Stored items
Issue #289, opened 2022-08-15
Differentiate when value is not passed / `null` is passed


arogachev:
Fixing #173 is fine but even without raising exception it could be useful.

PR #322, opened 2022-09-21
Differentiate when value is not passed / `null` is passed

arogachev:
| Q             | A
| ------------- | ---
| Is bugfix?    | ❌
| New feature?  | ✔️
| Breaks BC?    | ❌
| Fixed issues  | #289


src/Rule/Trait/PreValidateTrait.php
```diff
@@ -23,8 +21,8 @@ private function preValidate(
         BeforeValidationInterface $rule
     ): bool {
         if (
-            $rule instanceof SkipOnEmptyInterface
-            && (SkipOnEmptyNormalizer::normalize($rule->getSkipOnEmpty()))($value)
+            $rule instanceof SkipOnEmptyInterface &&
+            (SkipOnEmptyNormalizer::normalize($rule->getSkipOnEmpty()))($value, $rule, $context)
```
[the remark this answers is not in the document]
arogachev: Sorry, what do you mean?

src/DataSet/ObjectDataSet.php
```diff
@@ -66,6 +66,11 @@ public function getAttributeValue(string $attribute): mixed
             : null;
     }
 
+    public function hasAttribute(string $attribute): bool
+    {
+        return true;
```
xepozz, line 71: I think we also need to check the value if it has the attribute as you did it ArrayDataSet.

xepozz (changes requested):

src/Rule/Trait/PreValidateTrait.php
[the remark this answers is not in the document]
arogachev: Sorry, still have not understood. The only changes were moving logical operator (code style) and adding missing arguments. Maybe you can illustrate with example?

src/DataSet/ObjectDataSet.php
arogachev: Agree. Also found another bug during making these changes. Will commit fix soon.

arogachev: Fixed.

src/DataSet/ArrayDataSet.php
```diff
@@ -14,11 +16,16 @@ public function __construct(private array $data = [])
 
     public function getAttributeValue(string $attribute): mixed
     {
-        return $this->data[$attribute] ?? null;
+        return $this->hasAttribute($attribute) ? $this->data[$attribute] : null;
```
vjik, line 19:
```suggestion
        return $this->data[$attribute] ?? null;
```

Previous code is more elegant.

src/DataSet/ObjectDataSet.php
```diff
@@ -77,9 +86,6 @@ private function parseObject(): void
         $this->rules = $objectHasRules ? $this->object->getRules() : [];
 
         $this->dataSetProvided = $this->object instanceof DataSetInterface;
-        if ($this->dataSetProvided) {
-            return;
-        }
```
vjik, line 82: If object instance of `DataSetInterface` then we don't need parse object.

src/Rule/RequiredHandler.php
```diff
@@ -31,15 +29,24 @@ public function validate(mixed $value, object $rule, ValidationContext $context)
...
+        }
 
-        if ($this->isEmpty(is_string($value) ? trim($value) : $value)) {
-            $formattedMessage = $this->translator->translate(
-                $rule->getMessage(),
-                ['attribute' => $context->getAttribute(), 'value' => $value]
-            );
-            $result->addError($formattedMessage);
+        if (is_string($value)) {
+            $value = trim($value);
```
vjik, line 40: Maybe make `trim` optional? 
Suggest make this in another PR.

src/DataSet/ObjectDataSet.php
arogachev: No, we do need to parse the object at least for the rules. Otherwise some tests will fail.

Empty rules, no errors while rules are declared via attributes:

https://github.com/yiisoft/validator/blob/616987bfef8820a5292086064308b918af88c51d/tests/ValidatorTest.php#L291-L299
https://github.com/yiisoft/validator/blob/616987bfef8820a5292086064308b918af88c51d/tests/DataSet/ObjectDataSetTest.php#L79

The first test is new, and the second is existing but assert was wrong.

src/Rule/RequiredHandler.php
arogachev: `trim` was already there before these changes. Can be seen as new because of the refactoring. Yes, suggest to improve it in a separate PR. I actually had it written in my notes, created the issue - #328.

src/DataSet/MixedDataSet.php
```diff
@@ -21,4 +24,9 @@ public function getData(): mixed
     {
         return $this->value;
     }
+
+    public function hasAttribute(string $attribute): bool
+    {
+        return true;
```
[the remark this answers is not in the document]
arogachev: Agree, it was even added in the description by me. :slightly_smiling_face:  As far as I remember, `false` was breaking tests, so I thought it was more a naming problem. But I checked the tests again and it's alright. Thanks for noticing. :+1:

src/Rule/Trait/PreValidateTrait.php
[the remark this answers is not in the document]
arogachev: This was one of the options I initially considered. But then I thought they could be useful for some more customization. And the signature also matches custom callable signature for `Callback` rule. But maybe they are indeed redundant until a practical use case is found. Let's only leave `$isAttributeMissing` for now.

src/DataSet/ObjectDataSet.php
vjik: If object provide data via implementation of `DataSetInterface` then we don't can parse rules from properties, because data is not properties.

src/Rule/Trait/PreValidateTrait.php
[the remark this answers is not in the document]
arogachev: Need to adjust in other places within a whole project.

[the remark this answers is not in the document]
arogachev: Done.

src/DataSet/ArrayDataSet.php
arogachev: Yes, using `hasAttribute()` outside of this scope is enough. Adjusted in other places as well.

PR #324, opened 2022-09-27
Cleanup and minor refactoring

arogachev:
| Q             | A
| ------------- | ---
| Is bugfix?    | ❌
| New feature?  | ❌
| Breaks BC?    | ❌
| Fixed issues  |


tests/Stub/CustomUrlRule.php
```diff
@@ -1,25 +0,0 @@
...
-declare(strict_types=1);
-
-namespace Yiisoft\Validator\Tests\Stub;
-
-use Yiisoft\Validator\Rule\Composite;
-use Yiisoft\Validator\Rule\HasLength;
-use Yiisoft\Validator\Rule\Required;
-use Yiisoft\Validator\Rule\Url;
-
-final class CustomUrlRule extends Composite
```
xepozz, line 12: I remember it was in use but I've checked right now and it's not. Better to restore tests with this rule.

samdark (approved):

tests/Stub/CustomUrlRule.php
arogachev: OK. Suggest to revert the changes and restore the tests in a separate PR.

PR #332, opened 2022-10-07
Fix tests

xepozz:
| Q             | A
| ------------- | ---
| Is bugfix?    | ✔️
| New feature?  | ❌
| Breaks BC?    | ❌
| Fixed issues  | 

I've removed any `function_exists` or `extension_loaded` conditions and added my own tool to mock internal functions.
With that we can remove conditional run of tests in CI and all test can be passed in local machine too.


src/Rule/Email.php
```diff
@@ -15,8 +15,6 @@
 use Yiisoft\Validator\SkipOnEmptyInterface;
 use Yiisoft\Validator\ValidationContext;
 
-use function function_exists;
-
```
vjik, line 19: Can we make this without remove `use`?

xepozz: You can't mock internal function if it already exists

vjik (changes requested):
Not using qualified functions just because of the tests is a bad solution.

xepozz:
Hmm, looks like PHPUnit on Windows cannot load bootstrap file at startup.

arogachev:
CI approach may be not ideal in terms of best practices, but has proved itself as a working solution with minimum source / tests code modifications. Closing for now.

Exercise brief: Looking at the entries above, count the lines that contain the string "another", then give the number and nothing else.

Output below: 2